Photo taken February 14, 2026.

I still miss Marsh but, all the same, I guess I can live with Pay Less if the future of grocery shopping involves a well-behaved robot making sure my preferred picnic side doesn’t disappear entirely. Still, I hope Tally doesn’t start judging the questionable contents of my cart. I can live without some machine rolling away to report: “Customer appears to be attempting dinner composed entirely of snack foods.”

Sources Cited
1 Kroger To Buy Pay Less In Cash Deal (1999, Deeember 6). Supermarket News. Web. Retriebed February 27, 2026.
2 Roysdon, K. (2013, September 27). Customers Check Out New Grocery. The Muncie Star Press. p. A1. 
3 Ward, J. (2017, July 20). Former Marsh stores to become Pay Less. The Muncie Star Press. p. A1. 
4 Sanderson, E. (2025, March 11). Meet Barney and Tally: Kroger pilots new inventory robots at area stores. WLWT5 [Cincinnati]. Web. Retrieved February 27, 2026. 
5 (See footnote 4). 

5 thoughts on “My first run-in with the Pay Less robot

  1. Cabbage Patch Kids! LOL. That brings back bad memories of market manipulation and consumer hysteria!

  2. I grew up with Pay-less in Anderson in the 1950s -1970s. For me the “real Pay-less is the one at 29th and Main. Our family shopped there when we lived on 53rd street. We moved away from Anderson in the late 1970s. I was back in Anderson a few years ago and walked into that store and it smelled just like I remembered it from decades before!

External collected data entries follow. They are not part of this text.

PR #404, opened 2017-08-12
Add support for building a standalone deb package

costinm:
Includes a more narrow iptables capture, and systemd control.

The startup script will detect if pilot-agent is installed, and use it - otherwise will start envoy with 
the included config file, without the cert monitoring and other agent features.


tools/deb/BUILD
```diff
@@ -0,0 +1,51 @@
...
+
+pkg_tar(
+    name = "envoy-bin",
+    srcs = [
+        "istio-iptables.sh",
+        "istio-start.sh",
+        "//src/envoy/mixer:envoy",
+    ],
+    mode = "0755",
+    package_dir = "/usr/local/bin",
```
lizan: A deb package installed binaries and scripts should go to `/usr/bin` (managed by package system), not to `/usr/local/bin` (for locally compiled installation).

costinm: AFAIK that's for distribution-provided binaries ( i.e. if debian or ubuntu would build the package). 
Google packages typically go to /opt/ (chrome), that would be my first choice.

However - for now I think it's important to minimize disruption, the docker images use /usr/local/bin and it's hardcoded into pilot agent - no need to confuse users with 2 locations. After we decide where it should go - we can update agent, docker, etc and keep things consistent.

ldemailly:
it doesn't pass the build 
ERROR: error loading package 'tools/deb': Package 'tools/deb' contains errors.

tools/deb/istio-iptables.sh
```diff
@@ -0,0 +1,111 @@
+#!/bin/bash
```
ldemailly: this is modified from pilot's right ? can you add a link to the original one in the header (and in a pilot PR so people are aware they need to modify both some times) ?
with a TODO: unify/have 1

tools/deb/istio-start.sh
```diff
@@ -0,0 +1,21 @@
+#!/usr/bin/env bash
```
ldemailly: I think you can assume /bin/bash
(or write /bin/sh compatible code)

tools/deb/istio-start.sh
```diff
@@ -0,0 +1,21 @@
...
+
+# Script to run Envoy for Istio.
+
```
ldemailly: add set -e as for instance if failing to read the sidecar.env it would be dangerous to run the iptables script

tools/deb/istio-iptables.sh
```diff
@@ -0,0 +1,111 @@
...
+      ;;
+  esac
+done
+
+if [[ -z "${ENVOY_PORT-}" ]]; then
+  ENVOY_PORT=15001
+fi
+
+if [[ -z "${ENVOY_UID-}" ]]; then
+  ENVOY_UID=`id -u ${ENVOY_USER-istio}`
```
ldemailly: nit : ` is discouraged nowadays, use $(id ...)

more important: so this will fail if the user is missing ? (which is good)
maybe explicitly check for ENVOY_UID not found with an explicit error message ?

tools/deb/istio-iptables.sh
```diff
@@ -0,0 +1,111 @@
...
+      ;;
+    \?)
+      echo "Invalid option: -$OPTARG" >&2
+      usage
+      exit 1
+      ;;
+  esac
+done
+
+if [[ -z "${ENVOY_PORT-}" ]]; then
```
ldemailly: what's the - doing when not giving a default value ?

tools/deb/istio-iptables.sh
```diff
@@ -0,0 +1,111 @@
...
+  ENVOY_PORT=15001
+fi
+
+if [[ -z "${ENVOY_UID-}" ]]; then
+  ENVOY_UID=`id -u ${ENVOY_USER-istio}`
+  ENVOY_UID=${ENVOY_UID},0
```
ldemailly: so we should document the svc should not be running as root

tools/deb/istio-iptables.sh
```diff
@@ -0,0 +1,111 @@
...
+      exit 1
+      ;;
+  esac
+done
+
+if [[ -z "${ENVOY_PORT-}" ]]; then
+  ENVOY_PORT=15001
+fi
+
+if [[ -z "${ENVOY_UID-}" ]]; then
```
ldemailly: same

tools/deb/istio-iptables.sh
```diff
@@ -0,0 +1,111 @@
...
+iptables -t nat -X ISTIO_REDIRECT
+iptables -t nat -N ISTIO_REDIRECT                                             -m comment --comment "istio/redirect-common-chain"
+iptables -t nat -A ISTIO_REDIRECT -p tcp -j REDIRECT --to-port ${ENVOY_PORT}  -m comment --comment "istio/redirect-to-envoy-port"
+
+IFS=,
+if [ "${ISTIO_LOCAL_PORTS}" == "*" ]; then
+    # Redirect all inbound traffic to Envoy.
+    iptables -t nat -A PREROUTING -j ISTIO_REDIRECT                               -m comment --comment "istio/install-istio-prerouting"
+else
+    for port in ${SERVICE_PORTS}; do
```
ldemailly: bug ? meant to be ISTIO_LOCAL_PORTS ?

tools/deb/istio-iptables.sh
```diff
@@ -0,0 +1,111 @@
...
+iptables -t nat -N ISTIO_OUTPUT                                               -m comment --comment "istio/common-output-chain"
+
+# Jump to the ISTIO_OUTPUT chain from OUTPUT chain for all tcp
+# traffic. '-j RETURN' bypasses Envoy and '-j ISTIO_REDIRECT'
+# redirects to Envoy.
+iptables -t nat -A OUTPUT -p tcp -j ISTIO_OUTPUT                              -m comment --comment "istio/install-istio-output"
+
+# Redirect app calls to back itself via Envoy when using the service VIP or endpoint
+# address, e.g. appN => Envoy (client) => Envoy (server) => appN.
+iptables -t nat -A ISTIO_OUTPUT -o lo ! -d 127.0.0.1/32 -j ISTIO_REDIRECT     -m comment --comment "istio/redirect-implicit-loopback"
```
ldemailly: I'm a bit confused by this one - it's on lo (loopback) but excludes localhost ?
cc @ayj

tools/deb/istio-iptables.sh
costinm: I started with the one in pilot - but I don't think it's safe (or good idea) to attempt to unify, quite the opposite.

tools/deb/istio-iptables.sh
costinm: Fixed.

tools/deb/istio-iptables.sh
costinm: Fixed.

tools/deb/istio-iptables.sh
costinm: Done

tools/deb/istio-iptables.sh
costinm: Yes - will go to the docs ( unless we decide to allow it ), for now I want to minimize risks

tools/deb/istio-iptables.sh
costinm: Done

tools/deb/istio-iptables.sh
costinm: That's what we do in k8s. My understanding is that if destination address is a local address (i.e. send to the IP address of local machine), it'll be routed to loopback interface, but the DST IP will be the actual IP of the machine, not 127.0.0.1.

tools/deb/istio-start.sh
costinm: Done

tools/deb/BUILD
lizan: See https://wiki.debian.org/FilesystemHierarchyStandard
`/opt` is for "Pre-compiled, non ".deb" binary distribution (tar'ed..) goes here."

https://wiki.debian.org/HowToPackageForDebian clearly says "DO NOT INSTALL ANY FILES" under `/usr/local`

For now we can do `/usr/local` if it involve many components, but eventually this should go to `/usr`.

tools/deb/istio-iptables.sh
ldemailly: yes there are risks but I do think cross reference is useful - including highlighting the differences

tools/deb/istio-iptables.sh
```diff
@@ -1,78 +1,46 @@
...
+if [ ! -r $ISTIO_SIDECAR_CONFIG ]; then
+  echo "Missing sidecar config: $ISTIO_SIDECAR_CONFIG"
+  exit 1
 fi
 
-if [[ -z "${ENVOY_UID-}" ]]; then
-  ENVOY_UID=`id -u ${ENVOY_USER-istio}`
+. $ISTIO_SIDECAR_CONFIG
+
+if [ -z "${ENVOY_UID:-}" ]; then
```
ldemailly: you still have `:-}` here (does that change anything vs just the variable ? (I don't know))

tools/deb/istio-iptables.sh
```diff
@@ -1,78 +1,46 @@
...
+  # Default to the UID of ENVOY_USER
+  ENVOY_UID=$(id -u ${ENVOY_USER:-istio})
+  if [ ! $? == 0 ]; then
```
ldemailly: should be `$? != 0` or `$? -ne 0`
the above is non standard (wouldn't work with bourne shell / test command) (and also longer/more confusing than != )

tools/deb/istio-iptables.sh
```diff
@@ -0,0 +1,111 @@
...
+fi
+
+
+# Create a new chain for redirecting inbound traffic to the common Envoy port.
+iptables -t nat -X ISTIO_REDIRECT
+iptables -t nat -N ISTIO_REDIRECT                                             -m comment --comment "istio/redirect-common-chain"
+iptables -t nat -A ISTIO_REDIRECT -p tcp -j REDIRECT --to-port ${ENVOY_PORT}  -m comment --comment "istio/redirect-to-envoy-port"
+
+IFS=,
+if [ "${ISTIO_LOCAL_PORTS}" == "*" ]; then
```
ayj: This assumes a single local address/interface. Is that okay for 0.3, or do we need to support multiple address/port tuples for inbound redirection?

tools/deb/istio-iptables.sh
```diff
@@ -1,78 +1,46 @@
...
+  ENVOY_UID=$(id -u ${ENVOY_USER:-istio})
+  if [ ! $? == 0 ]; then
+     echo "Invalid istio user $ENVOY_UID $ENVOY_USER"
+     exit 1
+  fi
   ENVOY_UID=${ENVOY_UID},0
 fi
 
-if [ "$1" = "clean" ]; then
+if [ "${1:-}" = "clean" ]; then
```
ldemailly: I'm confused why you add the :- (maybe I wasn't clear in my earlier comment to remove them)

ldemailly:
some of my comments don't show up maybe because of subsequent commits, but if you open show outdated they would

tools/deb/istio-iptables.sh
ayj: Costin's explanation is correct. The four combinations of inbound/outbound traffic redirection are possible (see below). This rule makes (1) work with local-to-local traffic. Without it we'd end up with (3) which breaks mTLS.
```
1) appN => Envoy (client) => Envoy (server) => appN.    # Istio for local invocation of service
2) appN => appN.                                        # bypass Istio completely 
3) appN => Envoy (client) > appN.                       # not allowed
4) appN => Envoy (server) => appN.                      # not allowed
```

ayj: Yes, @lizan added this in https://github.com/istio/pilot/pull/494 as a fix for  https://github.com/istio/pilot/pull/494

1) inject and apply https://github.com/kubernetes/contrib/blob/master/keepalived-vip/examples/echoheaders.yaml
2) exec into echoheader pod
3) `curl localhost:8080` is variant 2
4) `curl echoheaders:8080` is variant 1

ldemailly:
```
ERROR: /home/jenkins/workspace/proxy/presubmit/tools/deb/BUILD:3:1: //tools/deb:envoy-bin: no such attribute 'srcs' in 'pkg_tar' rule.
ERROR: /home/jenkins/workspace/proxy/presubmit/tools/deb/BUILD:14:1: //tools/deb:istio-conf: no such attribute 'srcs' in 'pkg_tar' rule.
ERROR: /home/jenkins/workspace/proxy/presubmit/tools/deb/BUILD:24:1: //tools/deb:istio-systemd: no such attribute 'srcs' in 'pkg_tar' rule.
```

costinm:
PTAL

tools/deb/BUILD
costinm: Agreed it shouldn't be /usr/local - but separate PRs needed across pilot.

On /opt - I know it's controversial, but seems to be ok for google-chrome. I'll check what k8s does. 

We can fine tune this - but we need to get testing started.

lizan: Sure let's tune this later. Can you add a TODO here or file an issue?

ldemailly:
```
ERROR: missing input file '//tools/deb:envoy.json'.
ERROR: /home/jenkins/workspace/proxy/presubmit/tools/deb/BUILD:24:1: error executing shell command: 'bazel-out/host/bin/external/bazel_tools/tools/build_defs/pkg/build_tar --flagfile=bazel-out/local-fastbuild/bin/tools/deb/istio-systemd.args' failed: bash failed: error executing command 
  (exec env - \
    PATH=/usr/lib/google-cloud-sdk/bin:/usr/local/go/bin:/usr/local/bin:/usr/lib/google-cloud-sdk/bin:/usr/local/go/bin:/usr/local/bin:/usr/lib/google-cloud-sdk/bin:/usr/local/sbin:/usr/local/bin:/usr/sbin:/usr/bin:/sbin:/bin \
  /bin/bash -c 'bazel-out/host/bin/external/bazel_tools/tools/build_defs/pkg/build_tar --flagfile=bazel-out/local-fastbuild/bin/tools/deb/istio-systemd.args')
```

    We have those robots in a local superstore. They roll around, and whistle when the get close to you. I find them an annoyance. I can see why managment likes them, but I’ll bet union reps hate them.

    Speaking of Cabbage Pack kids, Our kids were little when they were the craze. My Aunt found 4 of them somewhere in Indiana, bought them and sent them to my kids in Massachusetts for Christmas!

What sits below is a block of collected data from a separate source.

PR #410, opened 2017-08-15
jwt-auth: failure status of JWT verification

mtakigiku:
Moved JWT verification functions into member functions of a class.
After verification, status ("OK" or the failure reason) is stored as a member of the class.


src/envoy/auth/jwt.cc
```diff
@@ -102,102 +129,78 @@ const uint8_t *CastToUChar(const std::string &str) {
...
 
-bssl::UniquePtr<EVP_PKEY> EvpPkeyFromRsa(RSA *rsa) {
-  if (!rsa) {
-    return nullptr;
-  }
-  bssl::UniquePtr<EVP_PKEY> key(EVP_PKEY_new());
-  EVP_PKEY_set1_RSA(key.get(), rsa);
-  return key;
-}
+class EvpPkeyGetter {
```
qiwzhang: please add class comment.

src/envoy/auth/jwt.cc
```diff
@@ -102,102 +129,78 @@ const uint8_t *CastToUChar(const std::string &str) {
...
+ public:
+  // It holds failure reason.
+  Status status_;
```
qiwzhang: member variables should be private

src/envoy/auth/jwt.cc
```diff
@@ -207,30 +210,38 @@ class Verifier {
  public:
   rapidjson::Document header;
   std::string alg;
```
qiwzhang: member variables should be private,  should tailing with _.

src/envoy/auth/jwt.h
```diff
@@ -26,18 +26,127 @@
...
+  // This function should be called before Decode().
+  virtual JwtVerifier& SetPublicKey(const std::string& pkey) = 0;
+
+  // This function verifies JWT signature and returns the decoded payload as a
+  // JSON if the signature is valid.
+  // If verification failed, it returns nullptr, and status_ holds the failture
+  // reason.
+  virtual std::unique_ptr<rapidjson::Document> Decode(
+      const std::string& jwt) = 0;
+  Status status_;
```
mtakigiku: Fixed

src/envoy/auth/jwt.cc
mtakigiku: Fixed

src/envoy/auth/jwt.cc
mtakigiku: Fixed

src/envoy/auth/jwt.cc
mtakigiku: Fixed

src/envoy/auth/jwt.cc
```diff
@@ -257,93 +290,195 @@ class Verifier {
...
+                       const uint8_t *signature, size_t signature_len,
+                       const uint8_t *signed_data, size_t signed_data_len) {
+    bssl::UniquePtr<EVP_MD_CTX> md_ctx(EVP_MD_CTX_create());
+    const EVP_MD *md = EvpMdFromAlg(alg);
+
+    if (!md) {
+      UpdateStatus(Status::ALG_NOT_IMPLEMENTED);
+      return false;
+    }
+    if (!md_ctx) {
```
mtakigiku: so should we call abort() if they are false?

lizan: No, trying to dereference a nullptr will automatically cause crash.

mtakigiku: fixed

src/envoy/auth/jwt.cc
```diff
@@ -102,138 +126,139 @@ const uint8_t *CastToUChar(const std::string &str) {
...
-    return false;
-  }
-  if (EVP_DigestVerifyUpdate(md_ctx.get(), signed_data, signed_data_len) != 1) {
-    return false;
-  }
-  if (EVP_DigestVerifyFinal(md_ctx.get(), signature, signature_len) != 1) {
-    return false;
+  bssl::UniquePtr<EVP_PKEY> EvpPkeyFromRsa(RSA *rsa) {
+    if (!rsa) {
+      UpdateStatus(Status::PUBKEY_RSA_OBJECT_NULL);
```
lizan: when will this happen? Parse error?

mtakigiku: Almost right. Now, there are 3 cases that it will happen:
- when `RSA_public_key_from_bytes()` returned `nullptr`, which is a parse error of PEM public key
- when `RSA_new()` returned `nullptr`, which I guess should be treated as crash
- when `BigNumFromBase64UrlString()` returned `nullptr`, which is a pares error of "n" or "e" field of a JWK

So, I guess this status should be renamed like `PUBKEY_PARSE_ERROR`.

mtakigiku:
I thought that we could keep `JwtVerifier` object after calling `SetPublicKey()` method, but your suggestion seems to be better. I'll fix it.

mtakigiku:
And, any reason to take `EvpPkeyGetter` as param? I think just passing `EVP_PKEY*` is fine.

src/envoy/auth/jwt.cc
mtakigiku: did

mtakigiku:
Now there are a lot of error status but we can classify them into three different kinds:
- error of JWT
- error of public key
- unmatch between JWT and public key
Any idea for implementation design to make this clear?

lizan:
I think it is fine, we can do that in follow up PRs.

mtakigiku:
And I would like to change the interface `JwtVerifier` in later PRs, so as to it has members like:
- `void Setup(string jwt)`
- `bool Verify(Pubkeys key)`
- `json Header()`
- `json Payload()`

sebastienvas:
build proxy/presubmit

sebastienvas:
build proxy/presubmit

sebastienvas:
build proxy/presubmit

sebastienvas:
build proxy/presubmit

src/envoy/auth/jwt_test.cc
```diff
@@ -329,90 +331,129 @@ TEST_F(JwtTest, InvalidSignature) {
   auto invalid_jwt = kJwt;
   invalid_jwt[kJwt.length() - 1] = kJwt[kJwt.length() - 1] != 'a' ? 'a' : 'b';
```
mtakigiku: Modifying the last character may make the signature part an invalid base64url input

mtakigiku: fixed

Issue #411, opened 2017-08-15
Allow simultaneous check and forward attributes


kyessenov:
Needed for ingress.

qiwzhang:
With #417 , #412 is reverted,  need to re-open

kyessenov:
It appears #412 is not the cause of seg faults. @rshriram is investigating.

PR #412, opened 2017-08-15
Fix mixer forward attribute bug.

qiwzhang:
Split CheckHTTP() into two calls:  BuildHttpCheck and SendCheck so that after BuildHttpCheck additional headers can be added.
Do the similar splitting for ReportHTTP, CheckTCP and ReportTCP


kyessenov:
thanks

qiwzhang:
https://github.com/istio/proxy/issues/411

    Recently we saw one that looked almost new at a yard sale. We bought it for our youngest granddaughter for $1. I’m not sure she was impressed.

  3. Ah, Kroger. They took over our local giant Fred Meyer a few years before I moved to Portland, and I’ve heard that it’s “not what it used to”. Plus, they own Seattle based QFC which has an outlet near my house–it’s basically Freddie’s with higher prices because it’s supposed to be “classier”.

    And you wouldn’t have any trouble finding Reser’s potato salad at Portland-area Krogers (or Safeway or Albertsons for that matter) as Reser’s is based here. It’s enough of a player to get buildings named after them!